Modulation of structural, electrical, optical and thermoelectric properties of MOCVD grown GdN thin films by nitrogen environment annealing process

Abstract

This manuscript demonstrated the effect of nitrogen annealing on the structural, optical, electrical and thermoelectric properties of MOCVD grown GdN thin films. After growth a representative sample was cut into pieces and annealed in nitrogen environment at various temperatures ranging from 300 to 500 °C. XRD data verified the formation of hexagonal structure of GdN with preferred orientation along C-axis. It was also observed that the crystalline size and intensity of (200) plane increased as the annealing temperature increased. This behavior indicates the improvement in the crystal structure because the nitrogen vacancy related defects compensated by the incoming nitrogen atoms during annealing.

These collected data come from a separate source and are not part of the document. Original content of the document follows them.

PR #781, opened 2023-05-09
[General] remove external vendor unknown and placeholder folders

viktorxda:
Removal doesn't affect the build, so I assume they are only intended for make board-info.
It is planned to overhaul the buildscript/Makefile, so it should be fine to remove this function for now.


dimerr:
thank god someone did this finally

dimerr (approved):

PR #791, opened 2023-05-12
Makefile: overhaul usage and commands

viktorxda:
First draft of a makefile overhaul, build breakage is to be expected, need to see how feasible this approach is.


FlyRouter (commented):
Unfortunately, the binding of platforms to different versions of BR is broken here and more research will be needed.

PR #802, opened 2023-05-18
reuse dropbear package from buildroot

themactep:
Recent version of dropbear-openipc package is a copy of dropbear package from buildroot-2022.11.2. The only difference is DROPBEAR_SITE URL.


themactep:
Leave it till we have more recent buildroot everywhere.

FlyRouter (approved):
If you have done the tests and are confident in the action then I have no objections, thank you.

themactep:
There will be regression for builds using older buildroot, this is why i wanted to postpone it till later, but it will catch up as we transition to the recent version, which is way overdue.

PR #803, opened 2023-05-18
replace fwprintenv-openipc with uboot-tools from buildroot

themactep:
fwprintenv-openipc package supposedly was forked from uboot-tools package of buildroot-2020.04 to limit the number of installed tools. Modern uboot-tools package does that using buildroot variables, and by default installs only the two tools that fwprintenv-openipc wants. The extra patch file is moved to all-patches/uboot-tools.


FlyRouter (approved):
This is quite a serious and dangerous procedure, since this utility is the basis for changes and work. If you have done the tests and are confident in the action then I have no objections, thank you.

PR #804, opened 2023-05-18
[sysupgrade] 1. added key to select dev branch. 2. use downloaded ipcinfo…

cronyx:
… if it exist into tmp folder.


FlyRouter (approved):
Great work !
Thank you !

PR #2274, opened 2024-02-21
update GQL schema names

macrael:
## Summary

in RSP today we made a few updates to the GQL schema. These are their stories.

### DIFF
--- a/services/app-graphql/src/schema.graphql
+++ b/services/app-graphql/src/schema.graphql
@@ -172,6 +172,7 @@ type Mutation {
     - UserInputError:
         - any of the linked or update rates' ids don't exist
         - attempts to update the data of a nibling rate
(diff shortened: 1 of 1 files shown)


macrael:
@Enterprise-CMCS/mc-review-admins I got this PR working by including a bunch more stuff in fetchRate (b/c Rate now includes draftContracts)

I suspect we'll need to do the same thing we did with our domain models and have explicit Contract and ContractWithRates types so that there isn't an infinite type loop. If you run into this using the Contract types let's try and fix it like we did there.

macrael:
OK I ended up getting nerd sniped by the draftContracts bit. We'll address the symmetry between Contract and Rate once we implement the history, I think. I couldn't get stuff working without a bunch of reworking rn

mojotalantikite (approved):

PR #2268, opened 2024-02-20
Removing FE cacheing from application

haworku:
## Summary
Remove caching on state submission form as per refactor plan for Contract & Rates Types. To recap...

_Benefits:_
-  prep for multiple APIs in use on frontend (HPP on some pages, contract and rates on other pages)
- reduce chance for regressions while we refactor page by page and also have feature flags in use (Linked Rates)
- ensure submission form, summary pages, dashboard and Q&A all fetch their own correct data

_Drawbacks:_
- During this interim period, we will have the loading indicator displaying more often when users change pages. 
- Cypress could get a little more flaky and times for cypress go up slightly

We can reduce the time period we have no caching by having a clear timeline to fully implement refactor 

#### Related issues
None, this is prep for Linked Rates and having two versions of Rate Details and Review/Submit in use in the form

#### Test cases covered
Tests should pass as normal

## QA guidance
- Manual checks that new or edited submissions appear at the top of the dashboard list with proper information
- Manual checks that going between submission form and Q&A pages behave as expected

PR #2275, opened 2024-02-21
MCR-3944: ReviewSubmit updated to use contract and rates

pearl-truss:
## Summary
**Primarily**

- Implemented V2 versions of the ReviewSubmit page and its sub components to consume graphql contract and rate types

**Bug fixes**

- Added attestation fields to the GQL contractFormData type
- Updated non unique GQL fragment names to resolve `Not all fragments have an unique name` on GQL generation
- Fixed `undefined fakesha` error on storybook for ContractDetails
- Updated the GQL `StateContact` type to use `titleRole` instead of `title` to match the other contact types like actuary
- Updated fetchContract to pass `updatedAt` and `createdAt` fields on the contract (included making updates to the related prisma functions and fetchContract resolver)

**Out of scope/not covered in this ticket**
- Navigating to the submission page from the Review Submit page
- Updating the unlock modal component to use contracts instead of HPP will be separated out into its own ticket
- Separate ticket to use `makeDocumentTableLookup` for ReviewSubmit will be created due to the function relying on a `revisionLookup` and HPP related types

**Remaining To Dos For this PR**

- [x] Fix server and unit test
- [x] Look into UI bug with contact detail's edit button
- [ ] Add test for ReviewSubmitV2

#### Related issues

https://jiraent.cms.gov/browse/MCR-3944

#### Screenshots
Screenshot 2024-03-05 at 12 33 29 PM
Screenshot 2024-03-05 at 12 33 38 PM
Screenshot 2024-03-06 at 4 10 38 PM

Screenshot 2024-03-05 at 12 34 09 PM
Screenshot 2024-03-05 at 12 34 00 PM

#### Test cases covered

- With the exception of the ReviewSubmitV2 page, all V2 sub components (RateDetails, ContactSummary, ContractSummary, SubmissionTypeSummary) have had their tests updated to work with contracts and rates

## QA guidance

- Use the app as a state user and create a new submission. Should be able to reach and view the Review Submit page (actual submission is out of scope)
- Cypress test with linked rates off passes
- server and unit tests are passing


services/app-web/src/testHelpers/apolloMocks/healthPlanFormDataMock.ts
```diff
@@ -124,6 +124,114 @@ function mockBaseContract(
     }
 }
 
+function mockContractAndRatesDraftV2(
```
pearl-truss, line 127: @haworku just a heads up that I added this mock

haworku:
Hey Pearl! 
I noticed a few things:
1. "Is this a risk-based contract?" radio value is not displaying. When I click "no" on Submission Type it saves but then the review and submit page still says this value is missing
2. Same thing for "Do you attest that this contract complies with all applicable statutory and regulatory requirements including those contained in Title 42 Part 438 and Part 457 of the Code of Federal Regulations (CFR)?" - radio value is not displaying.
3. The new API request is caching itself and this leads to broken UI. It means the new review and submit  (contract and rates) gets out of sync with the form pages (using HPP) as soon as the user clicks "edit" and makes change then comes back to review and submit.  Can you try adding `fetchPolicy: 'network-only' to your new request and see if that addressing the issue?

If it doesn't address things we can also override  [default settings](https://www.apollographql.com/docs/react/api/core/ApolloClient/#defaultoptions-watchquery) for ApolloClient to address this. I mainly scoped #2268 to removing caching on an existing page by page basis from the form and dashboards. But, now wondering if maybe we need a hammer and just turn it off everywhere all the time even outside the submission form. FYI The app wide config is found in the index page - `const apolloClient = new ApolloClient({` line.

haworku:
Also FYI I noticed you and I both have an issue with the header (which was build of HPP apis and useing submission side nav to update) not added the package name when a page is hard refreshed. The package name should be after the word "Virginia" in this photo. I can fix today in a follow- on PR, will wrap it up in the PR i'm making to fix error page displays.
Screenshot 2024-03-06 at 10 15 46 AM

pearl-truss:
@haworku thanks for the review! 1 and 2 have been addressed and for #3 (The new API request is caching itself and this leads to broken UI. ) a few things

- Switching to include `network-only` in query was enough to get the form data in sync. HOWEVER
- When going from a contract with rates to just a contract, `fetchContract` still returns rates. I don't think it's a caching issue necessarily because when I made the app wide apollo client config change I still see same behavior 

I'll continue to look into this but thought I would raise now

haworku (approved):
Approving! Things look good to me to merge (regardless of what you decide about rates stuff and where we fix that).

services/app-web/src/pages/StateSubmission/ReviewSubmit/V2/ReviewSubmit/RateDetailsSummarySectionV2.test.tsx
```diff
@@ -0,0 +1,782 @@
...
+import { renderWithProviders } from '../../../../../testHelpers/jestHelpers'
+import { RateDetailsSummarySectionV2 as RateDetailsSummarySection } from './RateDetailsSummarySectionV2'
+import { Rate } from '../../../../../gen/gqlClient'
+import { testS3Client } from '../../../../../testHelpers/s3Helpers'
+
+describe('RateDetailsSummarySection', () => {
+    const draftContract = mockContractPackageDraft()
+    const submittedContract = mockContractPackageSubmitted()
+    const statePrograms = mockMNState().programs
+    const mockRateInfos: Rate[] = [
```
macrael, line 19: I strongly recommend making this a function that returns this array. As is, if any test were to modify their rates, it would impact all other tests connected to these mocks.

services/app-web/src/pages/StateSubmission/ReviewSubmit/V2/ReviewSubmit/RateDetailsSummarySectionV2.test.tsx
```diff
@@ -0,0 +1,782 @@
...
+        },
+    ]
+
+    const apolloProvider = {
+        mocks: [
+            fetchCurrentUserMock({
+                statusCode: 200,
+                user: mockValidCMSUser(),
+            }),
+            indexHealthPlanPackagesMockSuccess(),
```
macrael, line 116: are these pages calling indexHealthPlan?

services/app-web/src/pages/StateSubmission/ReviewSubmit/V2/ReviewSubmit/RateDetailsSummarySectionV2.tsx
```diff
@@ -0,0 +1,319 @@
...
+        const rateFormData = getRateFormData(rate)
+        if (rateFormData?.rateType === 'AMENDMENT') {
+            return 'Amendment to prior rate certification'
+        }
+        if (rateFormData?.rateType === 'NEW') {
+            return 'New rate certification'
+        }
+    }
+
+    const getRateFormData = (rate: Rate | RateRevision) => {
```
macrael, line 115: I'd love for you to explicitly define these functions's return types. The fact that they can return undefined leads to a bunch of ?'s later down in the code that might not be necessary.

macrael (approved):
This is a lot of work! 

Looking great. I have some notes about types and some refactoring. Excited to see this live. Are we tracking the work to fix the document table stuff? If I remember right that's used to set the "new" tags on edited submissions

services/app-web/src/common-code/ContractType.ts
```diff
@@ -0,0 +1,68 @@
+import { Contract } from '../gen/gqlClient'
+
+const isContractOnly = (contract: Contract): boolean => {
```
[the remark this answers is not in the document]
haworku: @macrael your comment here feels like it's raising a higher level data validation and types issue (rather than something about small helper functions). It seems to me a little out of scope for Linked Rate. Can we land this work and discuss in RSP?

>I might even suggest that you have that function throw an error if there's neither a draftRevision nor a packageSubmission. 

Want to flag that throwing errors from these types of helper functions means we make the lower level React components handling these helpers have to have error states. This introduces error handling complexity to small child components (right now this is just used in `FileRow`, what would that small chunk of UI display when theres an error for this?). This type of error show be handled way before any page mounts its children, imo at the API layer or right as we exit the API. It would be a higher level error if we had data lacking both a draft Revision AND a package submission... this helper shouldn't even be called.

services/app-web/src/index.tsx
```diff
@@ -57,17 +57,25 @@ Amplify.configure({
 
 const authMode = process.env.REACT_APP_AUTH_MODE
 assertIsAuthMode(authMode)
+const cache = new InMemoryCache()
+const defaultOptions: DefaultOptions = {
+    watchQuery: {
+      fetchPolicy: 'network-only',
+      errorPolicy: 'ignore',
```
haworku, line 64: Pearl - can we remove off any `errorPolicy` changes here and just scope this to `fetchPolicy`. Sorry I missed this. cc: @macrael

services/app-web/src/pages/StateSubmission/ReviewSubmit/V2/ReviewSubmit/ContactsSummarySectionV2.tsx
```diff
@@ -0,0 +1,145 @@
...
+
+export const ContactsSummarySection = ({
+    contract,
+    editNavigateTo,
+}: ContactsSummarySectionProps): React.ReactElement => {
+    const isSubmitted = contract.status === 'SUBMITTED'
+    const contractFormData =
+        contract.draftRevision?.formData ||
+        contract.packageSubmissions[0].contractRevision.formData
+    const rateRev = contract.draftRates
```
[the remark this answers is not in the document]
pearl-truss: From my understanding the UI that displays rate info for this component can be found in the most recent rate rev

services/app-web/src/common-code/ContractType.ts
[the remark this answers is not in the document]
pearl-truss: You both have good points. I just pushed up changes to abstract out the rev check to its own function without throwing any errors. Let me know if more changes are needed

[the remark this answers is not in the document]
macrael: pearl, I like your fix where we don't check if `contract.packageSubmissions[0]` exists we just return it. This implicitly does what I suggested! Now we'll get a '.submissionType does not exist on undefined' error if we ever fuck this up and return a malformed Contract. Still not quite as clean as it could be but I like that we aren't using null coalescing the same way in the body of the components. I think you could implement something similar for rates to not have to have that ! assertion. 

My issue with this was that instead we had silent error handling. All of our code for displaying bits of form data are using ? null coalescing to catch the error case of if we have a contract with no draft revision nor package submission and silently displaying nothing in that case. That means if we do manage to mess up a contract and send it like that to this component we will have no idea that we did, and we potentially introduce other errors down the line because we're allowing formData to be null when in truth this component really expects formData to exist.

pearl-truss:
> > This is a lot of work!
> > Looking great. I have some notes about types and some refactoring. Excited to see this live. Are we tracking the work to fix the document table stuff? If I remember right that's used to set the "new" tags on edited submissions
> 
> Thanks! I wrote up a [new ticket](https://jiraent.cms.gov/browse/MCR-3988) for the document table work. And I'm continuing to look into the possible caching issue. If I can't find a solution by this afternoon I'll carve that out into a separate ticket to track that work too

I started on a path of adding draftRates to the zod and prisma code but saw that was covered in a recent PR that was merged. With main pulled in, everything works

Raman spectroscopy and UV/Vis spectroscopy data also strengthened the XRD data that crystal structure improved significantly with annealing in nitrogen environment. Hall data demonstrated that carrier concentration of samples decreased by annealing due to decrease of nitrogen vacancy related donor defects. Room temperature Seebeck data showed that the values of Seebeck coefficient and power factor were found to be decreased with annealing temperature. The decreased in Seebeck coefficient is understandable because the conductivity of samples was found to be decreased with annealing temperature.